::: DATA PROVIDED
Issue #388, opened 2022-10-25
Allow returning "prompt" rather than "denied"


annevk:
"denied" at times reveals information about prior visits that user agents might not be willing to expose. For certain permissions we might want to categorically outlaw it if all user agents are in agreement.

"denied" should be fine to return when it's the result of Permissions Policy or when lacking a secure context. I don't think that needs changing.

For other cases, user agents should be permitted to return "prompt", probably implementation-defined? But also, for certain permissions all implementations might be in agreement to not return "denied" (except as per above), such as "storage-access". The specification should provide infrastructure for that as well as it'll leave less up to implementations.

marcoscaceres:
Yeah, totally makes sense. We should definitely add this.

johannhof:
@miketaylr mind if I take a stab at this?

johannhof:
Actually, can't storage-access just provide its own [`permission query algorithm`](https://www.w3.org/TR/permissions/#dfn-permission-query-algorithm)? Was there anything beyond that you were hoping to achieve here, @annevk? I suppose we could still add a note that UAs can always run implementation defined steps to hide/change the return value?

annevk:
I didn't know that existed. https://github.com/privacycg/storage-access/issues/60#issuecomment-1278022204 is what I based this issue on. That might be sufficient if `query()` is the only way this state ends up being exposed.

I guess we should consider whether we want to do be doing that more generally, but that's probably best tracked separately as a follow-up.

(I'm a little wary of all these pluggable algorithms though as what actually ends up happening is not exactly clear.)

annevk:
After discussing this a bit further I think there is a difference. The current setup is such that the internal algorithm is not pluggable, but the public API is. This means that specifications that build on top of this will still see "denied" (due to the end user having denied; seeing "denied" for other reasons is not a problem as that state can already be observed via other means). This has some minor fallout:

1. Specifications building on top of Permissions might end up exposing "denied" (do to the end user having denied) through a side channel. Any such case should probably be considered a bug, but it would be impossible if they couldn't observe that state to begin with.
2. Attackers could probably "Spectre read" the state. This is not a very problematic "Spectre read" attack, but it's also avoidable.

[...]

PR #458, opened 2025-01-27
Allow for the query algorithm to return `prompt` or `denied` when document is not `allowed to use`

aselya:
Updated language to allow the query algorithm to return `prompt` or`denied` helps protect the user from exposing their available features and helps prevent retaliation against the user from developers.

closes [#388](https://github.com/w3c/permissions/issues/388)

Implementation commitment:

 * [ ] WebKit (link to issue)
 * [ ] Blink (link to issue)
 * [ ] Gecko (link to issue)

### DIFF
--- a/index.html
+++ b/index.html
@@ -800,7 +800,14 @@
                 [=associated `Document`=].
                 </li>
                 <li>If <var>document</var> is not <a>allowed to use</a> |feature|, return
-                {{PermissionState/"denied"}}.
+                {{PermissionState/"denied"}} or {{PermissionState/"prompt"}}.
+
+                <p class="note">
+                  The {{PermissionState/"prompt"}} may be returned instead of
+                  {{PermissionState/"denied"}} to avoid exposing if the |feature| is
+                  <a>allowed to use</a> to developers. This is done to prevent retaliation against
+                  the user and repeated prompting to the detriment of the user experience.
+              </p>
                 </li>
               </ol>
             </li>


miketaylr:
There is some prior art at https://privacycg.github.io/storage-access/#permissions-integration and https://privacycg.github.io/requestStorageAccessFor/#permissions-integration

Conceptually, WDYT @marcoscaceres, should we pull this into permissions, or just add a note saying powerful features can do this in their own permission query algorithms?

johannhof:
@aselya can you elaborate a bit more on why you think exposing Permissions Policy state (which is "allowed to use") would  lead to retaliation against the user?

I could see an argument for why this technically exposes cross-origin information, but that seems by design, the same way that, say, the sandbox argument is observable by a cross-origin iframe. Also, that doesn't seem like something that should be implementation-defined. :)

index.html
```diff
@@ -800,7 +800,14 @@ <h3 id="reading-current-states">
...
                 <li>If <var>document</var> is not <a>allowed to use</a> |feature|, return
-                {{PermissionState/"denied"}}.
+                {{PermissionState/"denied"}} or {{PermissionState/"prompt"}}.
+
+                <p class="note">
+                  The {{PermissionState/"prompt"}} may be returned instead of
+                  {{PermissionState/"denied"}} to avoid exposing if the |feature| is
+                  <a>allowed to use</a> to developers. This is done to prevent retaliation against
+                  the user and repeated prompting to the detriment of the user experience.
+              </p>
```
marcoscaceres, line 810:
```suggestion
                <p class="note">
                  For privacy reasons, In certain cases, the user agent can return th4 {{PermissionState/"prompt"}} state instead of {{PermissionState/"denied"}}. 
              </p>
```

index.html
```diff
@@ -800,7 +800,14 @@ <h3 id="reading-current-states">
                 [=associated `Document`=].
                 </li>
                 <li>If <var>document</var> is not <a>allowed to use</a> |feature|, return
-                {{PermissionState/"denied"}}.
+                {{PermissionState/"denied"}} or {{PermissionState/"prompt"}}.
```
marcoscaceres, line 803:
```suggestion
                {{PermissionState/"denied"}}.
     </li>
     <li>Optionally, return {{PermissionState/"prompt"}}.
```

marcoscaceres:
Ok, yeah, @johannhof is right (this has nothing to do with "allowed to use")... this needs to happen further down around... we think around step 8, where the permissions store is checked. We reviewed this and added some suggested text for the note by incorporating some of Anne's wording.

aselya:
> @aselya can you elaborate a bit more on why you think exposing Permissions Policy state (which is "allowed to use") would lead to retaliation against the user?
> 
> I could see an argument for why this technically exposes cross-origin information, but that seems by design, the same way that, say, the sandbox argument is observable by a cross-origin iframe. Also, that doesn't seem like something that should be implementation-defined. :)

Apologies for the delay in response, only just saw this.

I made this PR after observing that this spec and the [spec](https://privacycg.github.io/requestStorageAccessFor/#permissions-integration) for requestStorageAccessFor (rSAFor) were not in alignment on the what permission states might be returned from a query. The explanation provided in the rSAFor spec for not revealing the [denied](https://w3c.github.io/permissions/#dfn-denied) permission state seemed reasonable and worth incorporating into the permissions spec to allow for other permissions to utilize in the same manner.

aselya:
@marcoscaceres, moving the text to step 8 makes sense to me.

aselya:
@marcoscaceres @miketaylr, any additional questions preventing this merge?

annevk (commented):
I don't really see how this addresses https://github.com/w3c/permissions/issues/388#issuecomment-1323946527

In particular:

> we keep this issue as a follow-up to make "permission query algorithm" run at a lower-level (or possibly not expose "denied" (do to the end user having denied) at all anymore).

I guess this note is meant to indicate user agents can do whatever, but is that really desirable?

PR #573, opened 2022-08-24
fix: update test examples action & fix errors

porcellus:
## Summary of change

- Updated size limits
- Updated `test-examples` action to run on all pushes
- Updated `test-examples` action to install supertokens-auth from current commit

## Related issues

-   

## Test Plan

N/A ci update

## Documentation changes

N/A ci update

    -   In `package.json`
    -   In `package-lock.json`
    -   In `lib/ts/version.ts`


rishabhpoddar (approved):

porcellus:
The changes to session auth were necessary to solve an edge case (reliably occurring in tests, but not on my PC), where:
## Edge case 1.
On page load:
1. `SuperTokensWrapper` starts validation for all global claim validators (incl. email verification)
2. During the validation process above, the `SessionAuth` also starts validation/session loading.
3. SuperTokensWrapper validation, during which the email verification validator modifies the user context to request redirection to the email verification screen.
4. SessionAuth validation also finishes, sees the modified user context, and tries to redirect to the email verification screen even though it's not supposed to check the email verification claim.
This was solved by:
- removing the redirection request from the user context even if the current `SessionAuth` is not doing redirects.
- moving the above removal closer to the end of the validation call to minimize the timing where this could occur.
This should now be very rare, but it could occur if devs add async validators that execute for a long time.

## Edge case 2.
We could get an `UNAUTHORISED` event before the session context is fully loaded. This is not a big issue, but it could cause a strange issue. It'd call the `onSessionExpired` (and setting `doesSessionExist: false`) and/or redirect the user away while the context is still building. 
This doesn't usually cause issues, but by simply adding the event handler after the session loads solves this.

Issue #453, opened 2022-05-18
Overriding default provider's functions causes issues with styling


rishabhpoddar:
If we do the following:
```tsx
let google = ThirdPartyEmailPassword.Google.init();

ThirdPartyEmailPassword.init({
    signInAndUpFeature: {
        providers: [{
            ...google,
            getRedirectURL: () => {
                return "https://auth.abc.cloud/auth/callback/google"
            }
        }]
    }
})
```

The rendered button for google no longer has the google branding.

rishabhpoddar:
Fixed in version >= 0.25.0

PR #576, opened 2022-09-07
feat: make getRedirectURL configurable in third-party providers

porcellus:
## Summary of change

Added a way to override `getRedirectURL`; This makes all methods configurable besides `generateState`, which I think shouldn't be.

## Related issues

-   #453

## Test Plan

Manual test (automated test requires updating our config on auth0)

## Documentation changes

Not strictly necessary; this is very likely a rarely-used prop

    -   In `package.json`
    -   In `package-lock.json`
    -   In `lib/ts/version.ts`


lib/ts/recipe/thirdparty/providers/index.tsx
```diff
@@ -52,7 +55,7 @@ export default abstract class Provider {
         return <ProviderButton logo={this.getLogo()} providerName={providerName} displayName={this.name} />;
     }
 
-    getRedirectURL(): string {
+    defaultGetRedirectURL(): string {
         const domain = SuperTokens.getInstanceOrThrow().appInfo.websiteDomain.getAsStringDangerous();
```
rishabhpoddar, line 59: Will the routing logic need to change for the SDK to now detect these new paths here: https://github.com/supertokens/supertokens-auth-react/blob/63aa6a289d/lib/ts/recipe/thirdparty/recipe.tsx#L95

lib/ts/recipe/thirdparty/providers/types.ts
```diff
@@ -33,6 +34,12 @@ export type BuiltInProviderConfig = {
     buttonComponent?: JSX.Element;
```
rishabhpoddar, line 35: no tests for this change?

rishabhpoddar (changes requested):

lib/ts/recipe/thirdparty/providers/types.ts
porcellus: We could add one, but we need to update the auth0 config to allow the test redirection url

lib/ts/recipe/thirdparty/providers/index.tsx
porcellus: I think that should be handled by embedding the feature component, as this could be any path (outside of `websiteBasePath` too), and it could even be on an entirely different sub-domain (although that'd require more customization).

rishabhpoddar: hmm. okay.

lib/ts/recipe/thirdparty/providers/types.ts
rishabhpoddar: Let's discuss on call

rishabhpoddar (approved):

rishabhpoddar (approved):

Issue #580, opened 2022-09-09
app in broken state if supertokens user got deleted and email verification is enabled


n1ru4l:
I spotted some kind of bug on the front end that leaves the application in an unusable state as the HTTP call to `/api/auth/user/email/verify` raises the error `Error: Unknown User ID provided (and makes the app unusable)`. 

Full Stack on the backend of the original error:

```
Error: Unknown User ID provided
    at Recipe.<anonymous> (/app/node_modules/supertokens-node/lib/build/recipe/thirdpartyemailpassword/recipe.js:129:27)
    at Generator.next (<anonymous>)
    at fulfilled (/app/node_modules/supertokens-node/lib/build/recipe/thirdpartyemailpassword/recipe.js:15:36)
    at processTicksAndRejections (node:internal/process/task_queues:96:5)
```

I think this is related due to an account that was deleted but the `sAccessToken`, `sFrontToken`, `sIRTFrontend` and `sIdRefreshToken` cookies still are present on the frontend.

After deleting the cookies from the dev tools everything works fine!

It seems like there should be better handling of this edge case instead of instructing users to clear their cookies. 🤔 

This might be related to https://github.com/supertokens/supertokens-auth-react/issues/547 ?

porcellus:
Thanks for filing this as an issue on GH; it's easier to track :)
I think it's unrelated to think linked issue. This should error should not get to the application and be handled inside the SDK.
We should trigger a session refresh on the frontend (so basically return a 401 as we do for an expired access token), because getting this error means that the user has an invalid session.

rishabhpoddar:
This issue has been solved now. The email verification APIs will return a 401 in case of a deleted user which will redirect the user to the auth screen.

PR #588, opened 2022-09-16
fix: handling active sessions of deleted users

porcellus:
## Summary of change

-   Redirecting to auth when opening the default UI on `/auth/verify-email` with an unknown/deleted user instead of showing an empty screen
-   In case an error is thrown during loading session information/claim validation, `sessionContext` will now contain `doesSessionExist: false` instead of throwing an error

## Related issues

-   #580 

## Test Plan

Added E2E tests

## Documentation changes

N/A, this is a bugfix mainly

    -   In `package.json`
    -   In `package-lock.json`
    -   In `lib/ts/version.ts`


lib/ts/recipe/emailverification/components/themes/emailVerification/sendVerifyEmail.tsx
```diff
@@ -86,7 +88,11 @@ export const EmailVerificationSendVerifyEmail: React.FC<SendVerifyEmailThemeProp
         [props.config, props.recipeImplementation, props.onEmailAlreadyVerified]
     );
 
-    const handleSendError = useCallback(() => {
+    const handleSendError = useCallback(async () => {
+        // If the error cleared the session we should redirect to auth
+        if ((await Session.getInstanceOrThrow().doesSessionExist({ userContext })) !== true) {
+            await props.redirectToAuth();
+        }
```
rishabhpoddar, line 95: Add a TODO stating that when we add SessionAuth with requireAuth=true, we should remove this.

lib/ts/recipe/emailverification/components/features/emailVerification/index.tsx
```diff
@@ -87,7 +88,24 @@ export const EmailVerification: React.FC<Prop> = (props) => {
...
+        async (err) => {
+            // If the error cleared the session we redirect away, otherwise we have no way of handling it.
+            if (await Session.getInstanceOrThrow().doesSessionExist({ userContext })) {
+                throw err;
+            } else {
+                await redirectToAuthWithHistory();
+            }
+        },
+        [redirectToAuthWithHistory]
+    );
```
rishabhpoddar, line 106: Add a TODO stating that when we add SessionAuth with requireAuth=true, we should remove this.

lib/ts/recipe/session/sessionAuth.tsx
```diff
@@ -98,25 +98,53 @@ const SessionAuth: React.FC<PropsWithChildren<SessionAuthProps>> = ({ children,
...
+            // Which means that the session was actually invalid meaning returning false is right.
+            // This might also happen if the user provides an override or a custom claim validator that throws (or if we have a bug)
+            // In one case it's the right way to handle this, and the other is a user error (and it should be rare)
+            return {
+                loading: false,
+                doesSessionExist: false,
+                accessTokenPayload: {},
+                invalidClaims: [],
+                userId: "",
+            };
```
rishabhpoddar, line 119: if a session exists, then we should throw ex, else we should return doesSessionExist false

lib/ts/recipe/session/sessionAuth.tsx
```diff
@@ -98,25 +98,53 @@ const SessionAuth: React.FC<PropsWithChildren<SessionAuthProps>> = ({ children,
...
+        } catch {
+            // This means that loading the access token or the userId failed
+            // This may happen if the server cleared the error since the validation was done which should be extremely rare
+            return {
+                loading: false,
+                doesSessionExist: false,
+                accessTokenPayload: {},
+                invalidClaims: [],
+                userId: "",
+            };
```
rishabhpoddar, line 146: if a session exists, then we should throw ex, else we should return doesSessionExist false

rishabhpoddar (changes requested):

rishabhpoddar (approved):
::::::
- REQUIREMENT: From the data above, state how many lines contain the string "features", offering no other words.

- SOLUTION FOR THIS PROBLEM: 3